Again, no. It is true that Asyncio is not affected by the GIL,2 but this is only because the GIL affects multithreaded programs. The “problems” with the GIL that people refer to are that it prevents true multicore concurrency when using threads. Since Asyncio is single-threaded (almost by definition), it is unaffected by the GIL, but it also cannot benefit from multiple CPU cores either.3 It is also worth pointing out that in multithreaded code, the Python GIL can cause additional performance problems beyond what has already been mentioned in other points: Dave Beazley presented a talk, “Understanding the Python GIL,” at PyCon 2010, and much of what is discussed in that talk remains true today.
False. The possibility of race conditions is always present with any
concurrent programming, regardless of whether threading or event-based
programming is used. It is true that Asyncio can virtually eliminate a
certain class of race conditions common in multithreaded programs,
such as intra-process shared memory access. However, it doesn’t
eliminate the possibility of other kinds of race conditions, for
example inter-process races with shared resources common in
distributed microservices architectures. You must still pay attention
to how shared resources are being used. The main advantage of Asyncio over
threaded code is that the points at which control of execution is
transferred between coroutines are visible (due to the presence of
await keywords), and thus it is much easier to reason about how shared
resources are being accessed.
Ahem, where do I even begin?
The last myth is the most dangerous one. Dealing with concurrency is always complex, regardless of whether you’re using threading or Asyncio. When experts say, “Asyncio makes concurrency easier,” what they really mean is that Asyncio makes it a little easier to avoid certain kinds of truly nightmarish race-condition bugs; the kind that keep you up at night, and about which you tell other programmers in hushed tones over campfires, wolves howling in the distance.
Even with Asyncio, there is still a great deal of complexity to deal with. How will your application support health checks?

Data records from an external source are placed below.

PR #8561, opened 2016-04-12
rgw-admin: sync zones as part of realm pull

kmroz:
Up until now, a realm pull from a master to a peer, would sync realm and period information. Within the period, one would find the period map containing zone groups. Zone groups would also be synced to the peer. Syncing zones attached to each zone group, however, would make life a bit easier for the administrator. This PR tries to address this.

@oritwas - Orit, as we discussed on IRC. Please have a look when you have a moment. Thanks!

### DIFF
--- a/src/rgw/rgw_admin.cc
+++ b/src/rgw/rgw_admin.cc
@@ -2791,6 +2791,34 @@ int main(int argc, char **argv)
 	  }
 	}
 
+	// Perform zone sync as well.
+	// TODO: Should we only do this if above realm.udpate() was successful?
+	const RGWPeriodMap& p_map = period.get_map();
+	for (map<string, RGWZoneGroup>::const_iterator zg_it = p_map.zonegroups.begin(); zg_it != p_map.zonegroups.end(); ++zg_it) {
+	  const RGWZoneGroup zg = zg_it->second;
+	  ldout(store->ctx(), 20) << "Creating missing zones for zonegroup: " << zg.get_name() << ":" << zg.get_id() << dendl;
+	  for (map<string, RGWZone>::const_iterator z_it = zg.zones.begin(); z_it != zg.zones.end(); ++z_it) {
+	    const RGWZone z = z_it->second;
+	    ldout(store->ctx(), 20) << "Creating zone: " << z.name << ":" << z.id << dendl;
+	    // Let's try to create the zone.
+	    RGWZoneParams zp(z.id, z.name, zg.realm_id);
+	    ret = zp.init(g_ceph_context, store, false);
+	    if (ret < 0 && ret != -EEXIST) {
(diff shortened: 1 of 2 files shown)


src/rgw/rgw_rados.cc
```diff
@@ -1496,7 +1496,7 @@ int RGWZoneParams::create(bool exclusive)
   }
 
   r = RGWSystemMetaObj::create(exclusive);
-  if (r < 0) {
+  if (r < 0 && r != -EEXIST) {
```
oritwas: this will cause error when create_default races with other create_default, it is up to the caller to handle EEXIST errors

kmroz: Ahh...ok. Will fix it up tomorrow. Thanks.

cbodley:
I think there's a conceptual disconnect here that we've had trouble articulating.

The `RGWZoneParams` object contains local information, like the pool names, that aren't relevant to the other clusters/zones. It only needs to exist on the cluster where it runs.

`RGWZone` is the external representation that contains information that the other clusters need to communicate with that zone - things like endpoints and how to do sync. `RGWZone` is not a rados object, and only lives within its `RGWZoneGroup`.

So the issue is that there isn't a way for the period (and the `RGWZoneGroup`s that it contains) to carry all of the information that another cluster would need to reconstruct the local `RGWZoneParams` object.

As I recall from @yehudasa on the matter, this separation was meant to allow a zone to move from one zonegroup to another, or to potentially be part of multiple zonegroups at once - for example, a master of one zonegroup, and a read-only replica in another zonegroup. This isn't currently supported, but was part of the original design.

I agree that it would be more convenient for an admin to do all of the configuration in one place. But because the local zone information is not part of the period (which is our mechanism for maintaining a consistent view of the multisite configuration across clusters), we can't really provide that for zones.

src/rgw/rgw_admin.cc
```diff
@@ -2791,6 +2791,34 @@ int main(int argc, char **argv)
...
+	    RGWZoneParams zp(z.id, z.name, zg.realm_id);
+	    ret = zp.init(g_ceph_context, store, false);
+	    if (ret < 0 && ret != -EEXIST) {
+	      cerr << "unable to initialize zone: " << cpp_strerror(-ret) << std::endl;
+	      return -ret;
+	    }
+	    // Will attach access keys to zone.
+	    zp.system_key.id = access_key;
+	    zp.system_key.key = secret_key;
+	    zp.realm_id = zg.realm_id;
```
cbodley: unfortunately, this is missing most of the information (pool names, especially) that the gateway would need to use this zone locally - see my explanation for more

kmroz: I see what you mean. I neglected to factor in differing pool names, etc :/ Thanks for reviewing.

I will close the PR. However, @cbodley, this design you speak of, is it documented somewhere?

How will you communicate with a database which may allow only a few connections, much fewer than your 5,000 socket connections to clients? How will your program terminate connections gracefully when you receive a signal to shut down? How will you handle (blocking!) disk access and logging? These are just a few of the many complex design decisions that you will have to answer.
Application design will still be difficult, but the hope is that you will have an easier time reasoning about your application logic when you have only one thread to deal with.
1 Research in this area seems hard to find, but the numbers seem to be around 50 microseconds per threaded context-switch on Linux on modern hardware. To give a (very) rough idea: a thousand threads implies 50 ms total cost just for the context switching. It does add up, but it isn’t going to wreck your application either.
2 The global interpreter lock (GIL) makes the Python interpreter code (not your code!) thread-safe by locking the processing of each opcode; it has the unfortunate side effect of effectively pinning the execution of the interpreter to a single CPU, and thus preventing multicore parallelism.